* _Task description_:
A verbatim reproduction of the lines below, from the line containing "let routerBasePath = window.Telescope.basePath" through the line containing "Because of route", both ends included, is the whole required output.

[Stored data entries]
..........

PR #914, opened 2020-07-18
telescope:prune support for cockroachdb

kocoten1992:
Hi guy,

postgresql using ctid as an internal column since https://github.com/laravel/framework/pull/29393

some other DB also using postgres wire but do not explicit have ctid column (internally).

when rewrite sql this way, we can also support cockroachdb and this should not cause much perf impact.


taylorotwell:
We don't officially support Cockroach DB.

md5:
Another problem with using `ctid` shows up when the rows in `telescope_entries` are being constantly updated under heavy exception load, as mentioned in https://github.com/laravel/telescope/issues/1251

Since the `ctid` is being constantly changed by `UPDATE` queries in this condition, the prune never actually prunes anything for the `family_hash` values that are being heavily updated.

PR #915, opened 2020-07-21
Fixed frontend to work in subpath

edgardmessias:
This pull request solve the route problem in frontend when is served in a subpath.
Currently, the frontend try call from root + `config('telescope.path')`, but the correct need respect current base_path.

Example: 
URL base: `http://localhost/laravel/test`
The original request try call `http://localhost/telescope-api/....`
With this path: call `localhost/laravel/test/telescope-api/....`

### DIFF
--- a/resources/js/app.js
+++ b/resources/js/app.js
@@ -20,7 +20,7 @@ window.Popper = require('popper.js').default;
 
 moment.tz.setDefault(Telescope.timezone);
 
-window.Telescope.basePath = '/' + window.Telescope.path;
+window.Telescope.basePath = window.Telescope.path;
 
 let routerBasePath = window.Telescope.basePath + '/';
 
--- a/src/Telescope.php
+++ b/src/Telescope.php
@@ -729,7 +729,7 @@ class Telescope
     public static function scriptVariables()
     {
         return [
-            'path' => config('telescope.path'),
+            'path' => parse_url(route('telescope'), PHP_URL_PATH) ?? '/',
             'timezone' => config('app.timezone'),
             'recording' => ! cache('telescope:pause-recording'),
         ];


driesvints:
We don't support using Laravel in a subdirectory. Please don't place your Laravel installation in a subdirectory as it exposes your app to the outside.

edgardmessias:
@driesvints, I think you got me wrong.

I not exposes my laravel, I have used apache config and reverse proxy to use laravel in a subpath, like this apache config:

```
# short example
Alias "/test/" "/<secure folder>/<laravel project>/public/"
```

driesvints:
Why can't you set `telescope.path` to `laravel/test/telescope-api` in this case?

edgardmessias:
Because of route prefix in TelescopeServiceProvider.php: https://github.com/laravel/telescope/blob/53c40e89f0de45d878665f17f2da02a05c18a394/src/TelescopeServiceProvider.php#L61

If I set `telescope.path` to `laravel/test/telescope-api`, the route of frontend will change to `laravel/test/telescope-api`, and the API will try call: `/laravel/test/telescope-api/telescope-api`, but because of "proxy or alias", the correct final route is `laravel/test/laravel/test/telescope-api`.

edgardmessias:
It is hard to understand, but when you set `telescope.path`, you are changing the prefix of routing, but, the `scriptVariables` return a absolute URL instead of a resolved route.

If you look [src/Illuminate/Routing/RouteUrlGenerator.php#L102](https://github.com/laravel/framework/blob/0d8af41753a3ed5a6543e9547dc8b68098ac621e/src/Illuminate/Routing/RouteUrlGenerator.php#L102) there is baseUrl when you use "route function"

driesvints:
@edgardmessias we're gonna let this one be. Sorry.

luanmm:
@driesvints there is no argument possible to keep insisting that this change **exposes** the application (in a security point-of-view) in all its uses. Or the only supported use-case for Laravel is a simple website? This kind of thought is just incompatible with the size of Laravel framework. Why should you impose limitations on this, when the web is made of a diversity of architectures?

I'm using Laravel in a system that uses lot of projects as micro-front/backends. So, in my case, its just **impossible** to expose all the Laravel apps in the root URL of the system/application. Every Laravel application has its own path inside the domain. And this doesn't even relate with any security concerns, because every Laravel instance runs its own "root-level" application. **Nothing** is exposed in the sense of security, what seems to be your concerns here. But it **must** be "exposed", by the server (reverse proxy), as a sub-path.

This PR is just allowing more advanced architectures to work with Telescope. Without it, these projects that aren't so trivial just can't use Telescope (without workarounds at least).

..........

* _Solution_:
 let routerBasePath = window.Telescope.basePath + '/';
 
--- a/src/Telescope.php
+++ b/src/Telescope.php
@@ -729,7 +729,7 @@ class Telescope
     public static function scriptVariables()
     {
         return [
-            'path' => config('telescope.path'),
+            'path' => parse_url(route('telescope'), PHP_URL_PATH) ?? '/',
             'timezone' => config('app.timezone'),
             'recording' => ! cache('telescope:pause-recording'),
         ];


driesvints:
We don't support using Laravel in a subdirectory. Please don't place your Laravel installation in a subdirectory as it exposes your app to the outside.

edgardmessias:
@driesvints, I think you got me wrong.

I not exposes my laravel, I have used apache config and reverse proxy to use laravel in a subpath, like this apache config:

```
# short example
Alias "/test/" "/<secure folder>/<laravel project>/public/"
```

driesvints:
Why can't you set `telescope.path` to `laravel/test/telescope-api` in this case?

edgardmessias:
Because of route prefix in TelescopeServiceProvider.php: https://github.com/laravel/telescope/blob/53c40e89f0de45d878665f17f2da02a05c18a394/src/TelescopeServiceProvider.php#L61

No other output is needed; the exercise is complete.